Is HS-CRP useful in identifying a subset of normal-weight women with higher cardiovascular risk?
Abstract
Due to the paucity of information on high-sensitivity C-Reactive Protein (hs-CRP) identifying an at-risk group of non-obese individuals with a higher risk of subclinical atherosclerosis, we decided to evaluate hs-CRP identifying cardiovascular risks on inflammatory obesity phenotypes. We studied 154 women aged 20–35 years. Inflammatory status was defined as a serum hs-CRP level ≥2 mg/L. Individuals were grouped according to inflammatory obesity phenotypes: 1) IHNW: inflammatory healthy normal weight, 2) IUNW: inflammatory unhealthy normal weight, 3) IHO: inflammatory healthy obese, 4) IUO: inflammatory unhealthy obese.

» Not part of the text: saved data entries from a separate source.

PR #2635, opened 2021-04-15
Update Tile components to be a functional component

VWSCoronaDashboard14:
This started with the bug on the background of the article strip, where I had to refactor some small things to not rely on CSS set directly on the component.


packages/app/src/components/tile.tsx
```diff
@@ -1,15 +1,38 @@
-import { Box } from './base';
 import { css } from '@styled-system/css';
 import styled from 'styled-components';
 import { asResponsiveArray } from '~/style/utils';
 
-export const Tile = styled(Box).attrs({ as: 'article' })(
+interface TileProps {
+  children: React.ReactNode;
+  hasBlueBackground?: boolean;
+  isContentHeight?: boolean;
```
VWSCoronaDashboard1, line 8: I guess `hasContentHeight` is more correct?

VWSCoronaDashboard1 (changes requested):

packages/app/src/components/tile.tsx
VWSCoronaDashboard14: Why didn't I think of that ❓

packages/app/src/components/kpi-tile.tsx
```diff
@@ -21,7 +21,7 @@ export function KpiTile({
   metadata,
 }: KpiTileProps) {
   return (
-    <Tile height="100%">
+    <Tile hasContentHeight>
```
VWSCoronaDashboard10, line 24: I don't think `hasContentHeight` means `height='100%`. I'd rather see it named something like `isFullHeight` or, maybe better, even just keep the `height` props as is and pass it on to the styled component:
```diff
<StyledTile
      hasBlueBackground={hasBlueBackground}
-      hasContentHeight={hasContentHeight}
+      height={height}
    >
```

And to be honest: I think the height should actually be mutated by styles of the parent component of a tile but that's maybe too much refactoring for this PR.

packages/app/src/components/tile.tsx
```diff
@@ -1,15 +1,38 @@
-import { Box } from './base';
 import { css } from '@styled-system/css';
 import styled from 'styled-components';
 import { asResponsiveArray } from '~/style/utils';
 
-export const Tile = styled(Box).attrs({ as: 'article' })(
+interface TileProps {
+  children: React.ReactNode;
+  hasBlueBackground?: boolean;
```
VWSCoronaDashboard8, line 7: We don't actually use the normal boolean naming pattern for props, because then they align with html elements better (a decision I possibly regret) but in that sense this prop could be `blueBackground`

packages/app/src/components/anchor-tile.tsx
```diff
@@ -51,10 +51,14 @@ export function AnchorTile({
   );
 }
 
-const Container = styled(Tile)<{ shadow: boolean }>((x) =>
+const Container = styled.article<{ shadow: boolean }>((x) =>
   css({
+    // spacing: 2,
```
VWSCoronaDashboard10, line 56: comment

packages/app/src/components/tile.tsx
```diff
@@ -1,15 +1,38 @@
...
+  hasContentHeight?: boolean;
```
VWSCoronaDashboard8, line 8: I think we can find a better name for this. Content always has a height to it, and so I don't know what this means when I read it.

packages/app/src/components/tile.tsx
```diff
@@ -1,15 +1,38 @@
...
+}>((x) =>
   css({
     display: 'flex',
     flexDirection: 'column',
-    bg: 'white',
+    bg: x.hasBlueBackground ? 'lightBlue' : 'white',
     p: asResponsiveArray({ _: 3, sm: 4 }),
     borderRadius: 1,
     boxShadow: 'tile',
+    height: x.hasContentHeight ? '100%' : undefined,
```
VWSCoronaDashboard8, line 36: Maybe `isFullHeight` or `isParentHeight`? The is part you can drop see earlier comment.

packages/app/src/components/anchor-tile.tsx
```diff
@@ -79,23 +83,23 @@ const IconContainer = styled.span(
...
-    pt: [3, 3, 3, 3, null],
-    pl: [null, null, null, null, 4],
-    ml: [null, null, null, null, 4],
+    borderTop: asResponsiveArray({
+      _: `1px solid ${colors.silver}`,
+      lg: 'none',
+    }),
+    borderLeft: asResponsiveArray({ lg: '1px solid' }),
+    borderLeftColor: asResponsiveArray({ lg: colors.silver }),
+    pt: asResponsiveArray({ _: 3, lg: undefined }),
```
VWSCoronaDashboard10, line 100:
```suggestion
    pt: asResponsiveArray({ _: 3, lg: 0 }),
```

packages/app/src/components/anchor-tile.tsx
```diff
@@ -79,23 +83,23 @@ const IconContainer = styled.span(
...
+    pl: asResponsiveArray({ lg: 4 }),
+    ml: asResponsiveArray({ lg: 4 }),
+    mt: asResponsiveArray({ _: 3, md: undefined }),
```
VWSCoronaDashboard10, line 103:
```suggestion
    mt: asResponsiveArray({ _: 3, md: 0 }),
```

VWSCoronaDashboard8 (approved):

packages/app/src/components/tile.tsx
```diff
@@ -1,15 +1,38 @@
...
-export const Tile = styled(Box).attrs({ as: 'article' })(
+interface TileProps {
+  children: React.ReactNode;
+  hasBlueBackground?: boolean;
+  hasContentHeight?: boolean;
+}
+
+export function Tile({
+  children,
+  hasBlueBackground,
```
VWSCoronaDashboard10, line 13: nit; Instead of the `hasBlueBackground` prop we could also think about exporting a `<BlueTile />` component. Do whatever feels best.

VWSCoronaDashboard10 (approved):
Approved, though I'd like to see the `hasContentHeight` prop being renamed.

VWSCoronaDashboard1 (approved):

packages/app/src/components/tile.tsx
VWSCoronaDashboard10: ehhhm, that's a rule we came up with in another project, but AFAIK we do use the `is` pattern for booleans currently? Or am I mistaken?

packages/app/src/components/tile.tsx
```diff
@@ -4,35 +4,32 @@ import { asResponsiveArray } from '~/style/utils';
...
   css({
     display: 'flex',
     flexDirection: 'column',
-    bg: x.hasBlueBackground ? 'lightBlue' : 'white',
+    bg: x.backgroundColor ? x.backgroundColor : 'white',
     p: asResponsiveArray({ _: 3, sm: 4 }),
     borderRadius: 1,
     boxShadow: 'tile',
-    height: x.hasContentHeight ? '100%' : undefined,
+    height: x.height ? x.height : undefined,
```
VWSCoronaDashboard10, line 33: fallback to undefined is unnecessary and would even fail when it equals `0` (`height={0}`)
```suggestion
    height: x.height,
```

VWSCoronaDashboard10 (changes requested):

VWSCoronaDashboard10 (approved):

PR #2640, opened 2021-04-16
Escalation level schema

VWSCoronaDashboard1:
## Summary

Add a top-level schema to National that contains the thresholds for the positive tests and hospital admissions. (as seen on this regional page: https://coronadashboard.rijksoverheid.nl/veiligheidsregio/VR02/risiconiveau)

Because these levels are the same for all regions I added them to the national schema, otherwise, they'd get duplicated.
This does mean, however, that the regional pages need to import some of the national data. So, to prevent a regional page from having to include the entire national data file, I added a few functions to `get-data.ts`: `selectNlData`, `selectVrData`, and `selectGmData`. These functions return a subset of the respective data files.

It can be considered to use this pattern for all pages and only select the exact data that is actually used on the page, which would yield some gains in terms of HTML size. It does add a bit of maintenance cost though, so it should perhaps be determined on a per-case basis.
(I have a done a quick spike, and for example, the regional 'risiconiveau' page is over 200Kb smaller when explicitly selecting only the needed data from the VR**.json file)

This ticket is on hold for now. The backend team will have to confirm that the proposed data shape is feasible for them.

### Governance

- [ ] Documentation is added


packages/app/src/domain/escalation-level/thresholds.ts
```diff
@@ -1,64 +1,40 @@
...
-      name: levels['4'].titel,
-      threshold: 250,
-      color: colors.data.scale.magenta[3],
-    },
-    {
+  return useMemo(() => {
+    const escalationThresholds = {
+      positiveTestedEscalationThresholds: thresholds.tested_overall_sum.infected_per_100k.map<CategoricalBarScaleCategory>(
+        (x, index) => ({
+          name: (levels as any)[x.escalation_level.toString()].titel,
```
VWSCoronaDashboard8, line 15: You are assuming here that level[x] has a title, so I wonder why you cast it to any. Seems like you can be specific about it an cast it to something like `Record<string, { title: string}>`.

packages/common/src/types/data.ts
```diff
@@ -724,6 +725,19 @@ export interface NlVaccineStockValue {
...
   date_unix: number;
 }
+export interface NlEscalationThresholds {
+  tested_overall_sum: {
+    infected_per_100k: NlEscalationThresholdValue[];
+  };
+  hospital_nice_sum: {
+    admissions_per_1m: NlEscalationThresholdValue[];
+  };
+  date_of_insertion_unix?: number;
```
VWSCoronaDashboard8, line 735: Looks like you forgot to add this one to the required list

VWSCoronaDashboard8 (approved):

packages/app/src/domain/escalation-level/thresholds.ts
```diff
@@ -12,14 +12,18 @@ export function useEscalationThresholds(thresholds: NlEscalationThresholds) {
     const escalationThresholds = {
       positiveTestedEscalationThresholds: thresholds.tested_overall_sum.infected_per_100k.map<CategoricalBarScaleCategory>(
         (x, index) => ({
-          name: (levels as any)[x.escalation_level.toString()].titel,
+          name: (levels as Record<string, { titel: string }>)[
```
VWSCoronaDashboard8, line 15: nit; You could have written `const levels = siteText.escalatie_niveau.types as Record<string, { titel: string }>` then you don't have to repeat yourself and the code is a bit more readable.

PR #2643, opened 2021-04-16
Update intl hook to accept en-gb formatting

VWSCoronaDashboard14:
Update the intl hook to change the English language to use an `en-GB` formatting for the dates.


packages/app/src/pages/_app.tsx
```diff
@@ -31,8 +31,8 @@ export default function App(props: AppProps) {
   const { Component, pageProps } = props;
 
   // const { locale = 'nl' } = useRouter(); // if we replace this with process.env.NEXT_PUBLIC_LOCALE, next export should still be possible?
-  const locale = process.env.NEXT_PUBLIC_LOCALE || 'nl';
-  const text = languages[locale as LanguageKey];
+  const locale = (process.env.NEXT_PUBLIC_LOCALE || 'nl') as LanguageKey;
+  const text = languages[locale];
```
VWSCoronaDashboard10, line 35: In hindsight it's better to do an assertion over here instead of inside the `useIntlHelperContext`.

 ```suggestion
  const locale = (process.env.NEXT_PUBLIC_LOCALE || 'nl') as LanguageKey;
  assert(['en', 'nl'].includes(locale), `Encountered unknown language: ${locale}`);
  
  const text = languages[locale];
```

VWSCoronaDashboard8 (approved):

VWSCoronaDashboard10 (approved):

Body composition was significantly better in the IHO group compared to the IUO group(P<0.001), except for lean body mass in the left and right leg. After adjustment for covariates, the IHNW and IUNW had significant differences in hs-CRP, FBS and lipid profile(P<0.05). The IUO phenotype individuals had significantly more Cho/HDL, LDL/HDL and Atherogenic Index of Plasma(P<0.05). Moreover, the HOMA-s percentage was significantly higher in the IHO group compared to the IUO group. In conclusion, hsCRP ≥2 mg/L is useful in identifying a subset of obese and non-obese women with higher CVD risk. High hs-CRP, in the absence of obesity, could distinguish non-obese subset subjects with cardiovascular risk.